[[ AVAILABLE RECORDS open ]]
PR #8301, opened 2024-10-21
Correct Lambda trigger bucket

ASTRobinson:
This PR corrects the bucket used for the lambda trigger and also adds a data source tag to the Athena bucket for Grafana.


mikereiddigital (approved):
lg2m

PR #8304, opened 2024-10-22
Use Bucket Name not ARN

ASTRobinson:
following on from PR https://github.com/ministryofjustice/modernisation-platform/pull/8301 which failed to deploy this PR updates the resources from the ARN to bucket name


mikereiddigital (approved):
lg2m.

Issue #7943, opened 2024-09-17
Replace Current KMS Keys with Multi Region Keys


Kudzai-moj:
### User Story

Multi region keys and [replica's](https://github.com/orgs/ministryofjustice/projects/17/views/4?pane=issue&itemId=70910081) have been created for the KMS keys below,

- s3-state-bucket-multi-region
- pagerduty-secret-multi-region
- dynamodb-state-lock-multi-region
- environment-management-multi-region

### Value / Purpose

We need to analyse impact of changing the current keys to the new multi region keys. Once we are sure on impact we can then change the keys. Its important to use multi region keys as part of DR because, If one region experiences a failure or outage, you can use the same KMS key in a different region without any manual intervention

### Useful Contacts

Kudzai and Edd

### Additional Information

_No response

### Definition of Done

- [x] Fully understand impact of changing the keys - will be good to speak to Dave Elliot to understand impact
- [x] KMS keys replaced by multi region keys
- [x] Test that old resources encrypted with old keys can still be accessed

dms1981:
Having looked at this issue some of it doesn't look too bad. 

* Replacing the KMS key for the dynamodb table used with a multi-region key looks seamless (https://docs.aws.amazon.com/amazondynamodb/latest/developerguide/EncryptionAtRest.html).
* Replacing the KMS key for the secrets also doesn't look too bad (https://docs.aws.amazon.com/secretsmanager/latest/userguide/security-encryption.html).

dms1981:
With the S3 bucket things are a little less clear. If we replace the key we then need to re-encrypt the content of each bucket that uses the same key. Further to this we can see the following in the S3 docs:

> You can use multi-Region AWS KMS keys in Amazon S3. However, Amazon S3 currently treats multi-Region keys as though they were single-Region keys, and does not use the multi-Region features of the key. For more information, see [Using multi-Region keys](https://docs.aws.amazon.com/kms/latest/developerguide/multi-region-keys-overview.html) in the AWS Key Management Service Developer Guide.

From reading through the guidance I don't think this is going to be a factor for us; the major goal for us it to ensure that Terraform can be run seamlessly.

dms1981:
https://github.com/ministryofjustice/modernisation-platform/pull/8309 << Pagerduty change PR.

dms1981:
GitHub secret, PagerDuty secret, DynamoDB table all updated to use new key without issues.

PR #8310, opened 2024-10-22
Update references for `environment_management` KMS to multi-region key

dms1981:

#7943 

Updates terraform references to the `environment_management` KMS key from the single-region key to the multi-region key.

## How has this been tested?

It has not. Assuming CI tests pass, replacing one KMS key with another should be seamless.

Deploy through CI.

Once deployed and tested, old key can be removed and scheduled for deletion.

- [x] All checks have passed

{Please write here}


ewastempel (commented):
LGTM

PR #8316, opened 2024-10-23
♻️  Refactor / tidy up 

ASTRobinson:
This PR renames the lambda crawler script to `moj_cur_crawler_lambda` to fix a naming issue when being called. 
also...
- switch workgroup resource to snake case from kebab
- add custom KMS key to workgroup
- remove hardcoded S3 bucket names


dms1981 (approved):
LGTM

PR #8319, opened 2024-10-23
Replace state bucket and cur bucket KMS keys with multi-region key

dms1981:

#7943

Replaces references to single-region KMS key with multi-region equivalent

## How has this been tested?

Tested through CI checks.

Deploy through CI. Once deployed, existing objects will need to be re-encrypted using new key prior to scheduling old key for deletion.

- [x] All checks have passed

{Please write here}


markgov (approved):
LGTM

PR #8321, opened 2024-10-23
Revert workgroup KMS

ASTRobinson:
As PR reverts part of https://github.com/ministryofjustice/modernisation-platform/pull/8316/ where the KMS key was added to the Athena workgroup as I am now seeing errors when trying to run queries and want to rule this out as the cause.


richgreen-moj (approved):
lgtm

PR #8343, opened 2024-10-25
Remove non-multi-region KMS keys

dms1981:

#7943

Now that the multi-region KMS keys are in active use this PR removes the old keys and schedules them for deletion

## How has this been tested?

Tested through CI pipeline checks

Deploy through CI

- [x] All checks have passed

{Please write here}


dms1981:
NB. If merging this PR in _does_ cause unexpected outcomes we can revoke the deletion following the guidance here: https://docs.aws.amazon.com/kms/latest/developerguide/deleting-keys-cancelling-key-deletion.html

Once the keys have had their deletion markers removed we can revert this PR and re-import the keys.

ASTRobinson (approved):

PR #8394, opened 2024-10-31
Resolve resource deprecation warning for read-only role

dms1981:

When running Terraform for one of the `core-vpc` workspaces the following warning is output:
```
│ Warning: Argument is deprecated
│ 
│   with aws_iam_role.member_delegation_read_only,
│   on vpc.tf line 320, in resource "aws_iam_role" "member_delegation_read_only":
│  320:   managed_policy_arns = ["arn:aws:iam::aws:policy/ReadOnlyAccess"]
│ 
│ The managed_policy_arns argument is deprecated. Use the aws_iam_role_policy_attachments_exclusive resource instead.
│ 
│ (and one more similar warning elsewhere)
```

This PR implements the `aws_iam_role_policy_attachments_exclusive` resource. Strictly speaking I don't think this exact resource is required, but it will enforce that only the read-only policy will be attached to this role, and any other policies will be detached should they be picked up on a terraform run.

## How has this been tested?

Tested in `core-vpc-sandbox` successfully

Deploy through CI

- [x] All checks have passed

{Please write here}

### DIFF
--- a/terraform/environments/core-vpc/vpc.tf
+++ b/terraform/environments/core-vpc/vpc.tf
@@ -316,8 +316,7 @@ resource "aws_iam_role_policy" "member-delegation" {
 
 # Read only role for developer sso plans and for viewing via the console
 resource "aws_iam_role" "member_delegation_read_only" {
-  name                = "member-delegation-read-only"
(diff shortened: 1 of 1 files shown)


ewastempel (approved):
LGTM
[[ AVAILABLE RECORDS closed ]]
[[ AVAILABLE RECORDS open ]]
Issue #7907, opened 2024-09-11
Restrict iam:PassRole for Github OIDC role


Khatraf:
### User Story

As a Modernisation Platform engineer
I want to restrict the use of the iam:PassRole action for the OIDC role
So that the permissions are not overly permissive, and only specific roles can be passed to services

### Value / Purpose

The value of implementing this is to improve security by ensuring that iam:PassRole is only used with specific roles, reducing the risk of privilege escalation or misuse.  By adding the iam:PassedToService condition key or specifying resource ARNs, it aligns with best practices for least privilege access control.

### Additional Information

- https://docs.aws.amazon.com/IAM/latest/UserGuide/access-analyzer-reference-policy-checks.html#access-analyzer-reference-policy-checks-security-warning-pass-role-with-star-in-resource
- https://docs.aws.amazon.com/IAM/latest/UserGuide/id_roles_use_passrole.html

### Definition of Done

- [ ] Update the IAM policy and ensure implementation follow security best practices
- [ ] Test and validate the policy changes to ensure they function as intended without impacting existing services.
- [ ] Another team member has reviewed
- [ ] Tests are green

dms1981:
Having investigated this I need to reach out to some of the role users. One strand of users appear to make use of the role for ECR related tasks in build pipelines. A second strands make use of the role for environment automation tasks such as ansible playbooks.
[[ AVAILABLE RECORDS closed ]]
[[ AVAILABLE RECORDS open ]]
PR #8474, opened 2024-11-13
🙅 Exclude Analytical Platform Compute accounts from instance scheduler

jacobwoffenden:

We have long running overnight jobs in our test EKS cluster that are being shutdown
[[ AVAILABLE RECORDS closed ]]
▶ BRIEF: Where the listing above reaches the line that contains "PR #8301, opened 2024-10-21", start retyping, and finish with the line that contains "- [x] KMS keys replaced by multi region keys"; reproduce those lines exactly and no others.

▶ TASK ANSWER:
PR #8301, opened 2024-10-21
Correct Lambda trigger bucket

ASTRobinson:
This PR corrects the bucket used for the lambda trigger and also adds a data source tag to the Athena bucket for Grafana.


mikereiddigital (approved):
lg2m

PR #8304, opened 2024-10-22
Use Bucket Name not ARN

ASTRobinson:
following on from PR https://github.com/ministryofjustice/modernisation-platform/pull/8301 which failed to deploy this PR updates the resources from the ARN to bucket name


mikereiddigital (approved):
lg2m.

Issue #7943, opened 2024-09-17
Replace Current KMS Keys with Multi Region Keys


Kudzai-moj:
### User Story

Multi region keys and [replica's](https://github.com/orgs/ministryofjustice/projects/17/views/4?pane=issue&itemId=70910081) have been created for the KMS keys below,

- s3-state-bucket-multi-region
- pagerduty-secret-multi-region
- dynamodb-state-lock-multi-region
- environment-management-multi-region

### Value / Purpose

We need to analyse impact of changing the current keys to the new multi region keys. Once we are sure on impact we can then change the keys. Its important to use multi region keys as part of DR because, If one region experiences a failure or outage, you can use the same KMS key in a different region without any manual intervention

### Useful Contacts

Kudzai and Edd

### Additional Information

_No response

### Definition of Done

- [x] Fully understand impact of changing the keys - will be good to speak to Dave Elliot to understand impact
- [x] KMS keys replaced by multi region keys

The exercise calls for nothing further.